Essa mobilização interna organizada em grupos de proteção territorial trouxe melhorias nas estratégias de defesa do território e incorporou algumas tecnologias que auxiliam em uma melhor execução das ações estratégicas. Mas o monitoramento e a vigilância da TI são atividades feitas há muito tempo, como recorda a liderança e gestor da Associação Indígena Wirapuru, Arismar Guajajara, que quando criança, acompanhou diversas atividades com seus pais e avós.
“Hoje, a gente tem em mãos uma ferramenta que os nossos pais, que os nossos guerreiros antepassados não tinham, que é a evolução da tecnologia. Lá atrás, eles lutaram com arco e flecha, reivindicando os nossos direitos, fazendo a proteção e tirando os invasores do território.

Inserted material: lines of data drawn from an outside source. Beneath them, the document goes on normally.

PR #2060, opened 2026-02-26
fix(tmux): derive socket from town name and add cross-socket agent menu

l0g1x:
## Summary

Replaces `$TMUX` environment variable parsing for socket determination with deterministic derivation from the town directory name, and adds cross-socket navigation so `prefix+g` works from any tmux server.

## Merge order

This is **PR 4 of 4** from the [tmux reliability split](https://github.com/steveyegge/gastown/pull/2042#issuecomment-3964454473). Independent of PRs 1-3; can merge in any order.

2. Auto-respawn hook safety (#2058)
3. Session creation race fix (#2059)
4. **This PR** -- socket derivation from town name

## Problem

**Sessions land on the wrong tmux server.** `InitRegistry()` parses `$TMUX` to determine the socket name. When `gt up` runs from a terminal on the default tmux server, all agent sessions land on socket `"default"` instead of a dedicated town socket. This defeats multi-town isolation and makes sessions visible to (and killable by) the user's interactive tmux.

The `$TMUX` parsing also creates three inconsistent code paths: inside tmux (parses socket from env), outside tmux (falls back to "default"), and on a different tmux server (wrong socket entirely).

**Agent menu doesn't work cross-socket.** `prefix+g` only shows sessions on the current socket. Users on the default socket cannot see or switch to agents on the town socket.

## Changes

**`internal/session/registry.go`** -- `InitRegistry()` now calls `sanitizeTownName(filepath.Base(townRoot))` to derive the socket name deterministically from the town directory. The socket is always the same regardless of whether the user is inside tmux, outside tmux, or on a different tmux server.

**`internal/session/registry_socket_test.go`** -- Tests for `sanitizeTownName`: Unicode handling, special characters, long names, whitespace normalization.

**`internal/cmd/agents.go`** -- Cross-socket agent menu:
- `buildMenuAction`: tries `switch-client` first (instant, no flicker), falls back to `detach+reattach` for actual cross-socket switches
- `getAllSocketSessions`: lists sessions from both town and default sockets with grouped headers
- `--` flag terminator before menu items to handle dash-prefixed session names

**`internal/cmd/agents_test.go`** -- Tests for `DisplayLabel_PersonalSession`, `BuildMenuAction` cross-socket behavior, session grouping.

**`internal/cmd/up.go`** -- Calls `EnsureBindingsOnSocket` on the default socket during `gt up` so `prefix+g` and `prefix+a` work even when the user is on a different tmux server.

**`internal/tmux/tmux.go`** -- `EnsureBindingsOnSocket(socket)`: sets GT keybindings on a specific socket. Skips the session-name guard when there's no pre-existing user binding, since on the default socket no session names match GT prefixes and the guard would prevent the menu from appearing.

### DIFF
--- a/internal/cmd/agents.go
+++ b/internal/cmd/agents.go
@@ -28,6 +28,8 @@ const (
 	AgentRefinery
 	AgentCrew
 	AgentPolecat
+	AgentPersonal // Non-GT session (user's terminal session)
+	AgentTest     // Session on a gt-test-* socket (integration tests)
 )
 
 // AgentSession represents a categorized tmux session.
@@ -36,6 +38,7 @@ type AgentSession struct {
 	Type      AgentType
 	Rig       string // For rig-specific agents
 	AgentName string // e.g., crew name, polecat name
+	Socket    string // tmux socket name this session lives on
 }
 
 // AgentTypeColors maps agent types to tmux color codes.
@@ -46,6 +49,8 @@ var AgentTypeColors = map[AgentType]string{
 	AgentRefinery: "#[fg=blue]",
 	AgentCrew:     "#[fg=green]",
 	AgentPolecat:  "#[fg=white,dim]",
+	AgentPersonal: "#[fg=magenta]",
+	AgentTest:     "#[fg=yellow,dim]",
 }
 
 // rigTypeOrder defines the display order of rig-level agent types.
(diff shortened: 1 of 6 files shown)


steveyegge:
Sheriff review: Derives tmux socket name from town name and adds cross-socket agent menu (+632 lines). Significant tmux infrastructure change. Related to #2059. Needs maintainer review.

steveyegge:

Hoje, a maioria dos nossos jovens e lideranças é formada, e esse conhecimento que eles reaprenderam nos espaços do homem branco se tornou uma ferramenta valiosa, que agora fortalece a luta e a vida dentro do nosso território”, conta Arismar Guajajara.

Lago da Bolívia
Os indígenas da TI Rio Pindaré lutam para preservar a mata ciliar em uma área de conflito no território, onde está localizado o grande Lago da Bolívia. Ainda de acordo com Arismar Guajajara, a situação se agravou em 2014, quando se descobriu que terras na área do lago foram registradas em cartório e vendidas a pessoas de comunidades vizinhas. Ele destaca que o conflito é oriundo das disputas territoriais com posseiros e criadores de gado de assentamentos vizinhos.
Apesar da Justiça reconhecer que a área é Terra Indígena, “no período do verão, o conflito é mais intenso porque eles encontram pasto dentro do território, porque eles alegam que boa parte do território no Lago da Bolívia é de propriedade deles, do assentamento”, explica Arismar.
Subprograma de Proteção Territorial
O Subprograma de Proteção Territorial tem como objetivo central fortalecer ações de defesa e preservação dos territórios indígenas, por meio do apoio a iniciativas comunitárias que atuam diretamente na proteção ambiental e na valorização dos modos de vida tradicionais. A iniciativa é implementada pelo Instituto Sociedade, População e Natureza (ISPN) no âmbito do Plano Básico Ambiental — Componente Indígena (PBACI) da Vale S.A.
“O subprograma reconhece que a proteção dos biomas está diretamente relacionada à permanência e ao protagonismo dos povos indígenas em seus territórios. Por isso, atua em parceria com grupos já organizados nas comunidades, como Wiriri Kuzan Wa, os Guardiões da Floresta e os brigadistas voluntários”, explica o coordenador do subprograma, Pedro Maciel.

As principais atividades apoiadas são a realização de expedições anuais de monitoramento e vigilância territorial; a promoção de ações de sensibilização junto às comunidades dentro do território e no entorno, com foco na educação ambiental e na construção de estratégias de convivência; capacitação, formação e fornecimento de equipamentos, garantindo as condições adequadas para a realização das atividades de proteção e monitoramento; apoio logístico, incluindo veículos e insumos, que viabilizam a atuação contínua e eficaz das equipes comunitárias.